**Your instructions:**
Look for the string "contains" in the data below, and copy each line that holds it.

== Provided data

PR #6, opened 2023-01-07
[ORCA-90] Implement missing functionality for a user acceptance test

BrunoGrandePhD:
The goal of this PR is to implement any missing functionality to achieve a reasonable user acceptance test. The full test is described in `tests/test_acceptance.py`, but I've included a summary below. You can download the report [here](https://www.synapse.org/#!Synapse:syn50696454). 

```python
parser = CsvParser("files.csv")
suites = parser.create_suites(required_tests, skipped_tests)
report = JsonReport("syn://syn50696438/report.json")
report.save(suites)
```

As you can see in the above snippet, I had to implement the following pieces of code: 

- A CSV parser that can generate lists of files, targets, and suites from a CSV file
- A JSON report generator that can create reports and save them anywhere using PyFileSystem

Depends on #5

### DIFF
--- a/src/dcqc/parsers.py
+++ b/src/dcqc/parsers.py
@@ -1,7 +1,7 @@
 import csv
-import os
-from collections.abc import Iterator
+from collections.abc import Collection, Iterator
 from pathlib import Path
+from typing import Optional
 
 from dcqc.file import File
 from dcqc.suites.suite_abc import SuiteABC
@@ -21,33 +21,26 @@ class CsvParser:
                 yield index, row
 
     def _row_to_file(self, row: dict[str, str]) -> File:
-        csv_path = self.path
+        csv_directory = self.path.parent
         url = row.pop("url")
-        if File.LOCAL_REGEX.match(url):
-            scheme, separator, resource = url.rpartition("://")
-            path = Path(resource)
-            if not path.is_absolute():
-                resource = os.path.relpath(csv_path.parent / resource)
-            url = "".join([scheme, separator, resource])
-        file = File(url, row)
+        file = File(url, row, relative_to=csv_directory)
         return file
 
-    def list_targets(self) -> Iterator[Target]:
+    def create_targets(self) -> Iterator[Target]:
         for _, row in self.list_rows():
             file = self._row_to_file(row)
             yield Target(file)
 
-    def list_suites(self) -> Iterator[SuiteABC]:
-        # TODO: Generalize this function to support multi-file targets
-        for target in self.list_targets():
-            if len(target.files) > 1:
-                message = (
-                    f"Target ({target}) is composed of more than one file. "
-                    "`iter_suites()` currently only supports single-file targets."
-                )
-                raise ValueError(message)
+    def create_suites(
+        self,
+        required_tests: Optional[Collection[str]] = None,
+        skipped_tests: Optional[Collection[str]] = None,
+    ) -> Iterator[SuiteABC]:
+        for target in self.create_targets():
+            # This function assumes that there is one file per target,
+            # which is always the case when parsing CSV files (for now)
             first_file = target.files[0]
             file_type = first_file.get_file_type()
             suite_cls = SuiteABC.get_suite_by_file_type(file_type)
-            suite = suite_cls(target)
+            suite = suite_cls(target, required_tests, skipped_tests)
             yield suite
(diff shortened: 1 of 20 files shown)


tests/data/files.csv
```diff
@@ -1,3 +1,6 @@
 url,file_type,md5_checksum
 test.txt,TXT,14758f1afd44c09b7992073ccf00b43d
-test.txt,TXT,definitelynottherightmd5checksum
+test.txt,TIFF,14758f1afd44c09b7992073ccf00b43d
```
thomasyu888, line 3: Nit: I see that file_type is all capitalized, should this be case agnostic when we are actually using it to determine the tests to run per file?

src/dcqc/parsers.py
```diff
@@ -0,0 +1,50 @@
...
+from collections.abc import Collection, Iterator
+from pathlib import Path
+from typing import Optional
+
+from dcqc.file import File
+from dcqc.suites.suite_abc import SuiteABC
+from dcqc.target import Target
+
+
+class CsvParser:
```
thomasyu888, line 11: I like this a lot.  In general, I think that most of the modules you have contributed in this suite of PR's could have docstrings so that people can go to the module and have an understanding on a high level of the classes and functions the module contains.

That said, you have done a wonderful job of naming each of your modules.

thomasyu888 (approved):
Awesome!  This PR is pretty self explanatory, so I'm approving!

src/dcqc/parsers.py
```diff
@@ -0,0 +1,50 @@
+import csv
```
thomasyu888, line 1: In general, I think that most of the modules you have contributed in this suite of PR's could have docstrings so that people can go to the module and have an understanding on a high level of the classes and functions the module contains.

That said, you have done a wonderful job of naming each of your modules.

tests/test_acceptance.py
```diff
@@ -0,0 +1,41 @@
...
+
+
+@pytest.mark.integration
+def test_json_report_generation(get_data):
+    # GIVEN a list of external tests to skip (to remain self-contained)
+    all_tests = TestABC.list_tests()
+    skipped_tests = [test.__name__ for test in all_tests if test.is_external_test]
+
+    # AND a subset of internal tests to be required (to verify suite status behavior)
+    required_tests = ["Md5ChecksumTest"]
```
thomasyu888, line 18: Would we want the specification of required tests to be part of `files.csv`?

src/dcqc/reports.py
```diff
@@ -0,0 +1,40 @@
...
+
+    def __init__(self, url: str, overwrite: bool = False) -> None:
+        self.url = url
+        self._fs, self._path = open_parent_fs(url)
+        if self._fs.exists(self._path) and not overwrite:
+            message = f"URL ({url}) already exists. Set `overwrite=True` to ignore."
+            raise FileExistsError(message)
+
+    def to_file(self, obj: Any):
+        with self._fs.open(self._path, "w") as outfile:
```
thomasyu888, line 20: I really like that upon closing done by the context manager, it uploads the file to Synapse if you specify a path in Synapse.  Incredible.

tests/data/files.csv
BrunoGrandePhD: Comparisons are made after making everything lowercase ([source](https://github.com/Sage-Bionetworks-Workflows/py-dcqc/blob/b21007d1fc57515abb1e0ef7845e66c23a86c425/src/dcqc/file.py#L43)).

src/dcqc/parsers.py
BrunoGrandePhD: It depends on need and alternative implementations. For example, instead of implementing a `FileViewParser`, we would add support for file views to SynapseFS, which can return them as CSV files. In this case, we could just re-use CsvParser.

src/dcqc/parsers.py
BrunoGrandePhD: I added some docstrings to classes in #5. Now that the package structure is settled, I feel better about adding docstrings without having to throw them away.

tests/test_acceptance.py
BrunoGrandePhD: When I add the CLI, I will have to think of how I want to expose these settings. One drawback of including required or skipped tests in the CSV file is that if these are file-type specific, there will be a lot of redundant information. 

Another option is a YAML configuration file, which would allow for non-redundant filetype/test-specific configuration, but I need to think about it some more.

thomasyu888: You bring up good points.  I'm sure we will run into this in the near future, so we can discuss this then.  No need to decide right now.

====

**Task answer:**
thomasyu888, line 11: I like this a lot.  In general, I think that most of the modules you have contributed in this suite of PR's could have docstrings so that people can go to the module and have an understanding on a high level of the classes and functions the module contains.
thomasyu888, line 1: In general, I think that most of the modules you have contributed in this suite of PR's could have docstrings so that people can go to the module and have an understanding on a high level of the classes and functions the module contains.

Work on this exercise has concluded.